I don't know about you, but I'm sticking with the walleye, perch and crappie.

But then again if you fry it, I'm sure it tastes just fine!


----------



## GMR_Guy

I really haven't read anything that convinces me that boiling any particle is necessary for the health of a carp. I've never heard of a massive carp kill caused by an overflowing grain barge. I've also heard that some St. Lawrence guides dump unboiled, unsoaked corn as chum. Forums are filled with conjecture on why unboiled particles might be unhealthy, but I've never seen any study that backs this up.

Furthermore, I would not assume that carp do not derive any nutritional benefit from eat soaked corn. Just because the corn passes through the carp in an intact state doesn't neccessarily mean that the carp has been able to extract something from the corn.


----------



## GMR_Guy

Scott, if you follow the link that you provided and look at the particle preparation section, they briefly discuss the subject of the neccessity of boiling. Carpaholic makes an excellent point that carp are open at both ends and should be able to deal with any swelling. There was not anything in that link that proves anything, one way or the other that, boiling is neccessary.

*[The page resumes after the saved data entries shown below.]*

PR #73, opened 2021-10-22
Linking to documentation for Awareness protocol

mitar:
For those like me who are still learning things.


dmonad:
Thank you, improving the docs is much appreciated!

Common sense might suggest that boiling is neccessary, but common sense would also suggest the earth is flat.


----------



## RiverRat

Hey GMR..i say do what you think is best..i personally will continue to prepare my baits by boiling or soaking.I wont take the chance...its not hard to presoak or boil grains before use.


"common sense would also suggest the earth is flat".....LMAO....i wont even touch that one..geez!


----------



## GMR_Guy

RiverRat said:


> Hey GMR..i say do what you think is best..i personally will continue to prepare my baits by boiling or soaking.I wont take the chance...its not hard to presoak or boil grains before use.
> 
> 
> "common sense would also suggest the earth is flat".....LMAO....i wont even touch that one..geez!


 The point of that quote is that the common sense answer is not always correct one. Galileo was persecuted for his belief that earth revolved around the sun. Yet common sense/observation led nearly everyone else before him to believe that the earth was center of everything. 

Us humans eat foods that expand inside, some even produce gas, yet we seldom die from these regular occurences.

I think we can agree that neither side of the boiling factions have much proof on their side. However, I do have a 180 gallon aquarium and may have to put a few israeli carp in it and stuff them full unboiled cracked corn ( I would use whole corn, but it would be too big for them). While I'm at it, I'll see how many DAYS they can survive out of water if kept in a moist sack.


----------



## FSHNERIE

My 93 year old Grandma has problems with corn also....We give her cream style..


----------



## mrfishohio

I don't see any problem with corn, *as long as you don't hide a hook in it*, _it's harmless_  
Sorry guys...I just couldn't resist !!


----------